Slower, Unequal Growth

The reasons are twofold — economic growth is happening at a slower pace, and the growth has not been distributed equally, as explained by The Atlantic’s CityLab.

Plus, there also were some geographical areas where the drop in kids outperforming their parents was more pronounced, such as industrial hubs in the Midwest.

Do You Know What You're Worth?

But upward mobility is not dead. The research looked at children who are born to parents in the bottom fifth of the national income distribution but who go on to reach the top fifth.

“The differences in upward mobility across areas are caused by differences in childhood environment,” according to the website of the researchers’ The Equality of Opportunity Project, which uses big data to identify new pathways to upward mobility. “Every year of exposure to a better environment improves a child’s chances of success, based on an experimental study of housing voucher recipients and a study of 5 million families who moved across areas.”

It goes on to identify five characteristics that cities with high levels of upward mobility tend to have: lower levels of residential segregation, a larger middle class, stronger families, greater social capital, and higher quality public schools.

Improving Your Odds

What else can a millennial do to improve the 50-50 odds of making more than their parents?

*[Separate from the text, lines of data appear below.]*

PR #1770, opened 2025-03-13
Deprecate AMDGPU_TARGETS variable

lawruble13:
Summary of proposed changes:

- Change the CMake to set the GPU_TARGETS variable from AMDGPU_TARGETS if not set by the user
- Change usages of AMDGPU_TARGETS to GPU_TARGETS

Note that #1563 was opened against 6.4, which I did not merge in time for 6.4, hence why this PR is being opened.


jayhawk-commits:
Not migrating this PR to the monorepo due to the target branch.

Many have turned to financial arrangements with their parents. While there’s a stereotype of millennials mooching off parents by living back at home after college, Fidelity’s Millennial Money Study provides a different perspective. Many millennials who live with their parents have jobs and are using the money they normally would pay in rent to pay off student loans, build an emergency reserve, and even save for a down payment on a house or save for retirement. Mooching or a smart move?

Or maybe taking a step back to before college would be even smarter. With the average college student graduating with almost $30,000 in student loans, scrutinizing colleges’ costs and their value is a financial must. Many students are unaware that schools are required to provide access to net price calculators so they can estimate their true cost to attend.

You also can check out the 2016 Payscale College ROI Report, which allows you to see the best value colleges for various majors and career paths as well as evaluate ROI at a school overall. You can see which colleges are providing the best monetary return for their alumni via low cost of attendance, high earning potential, or a combination of the two.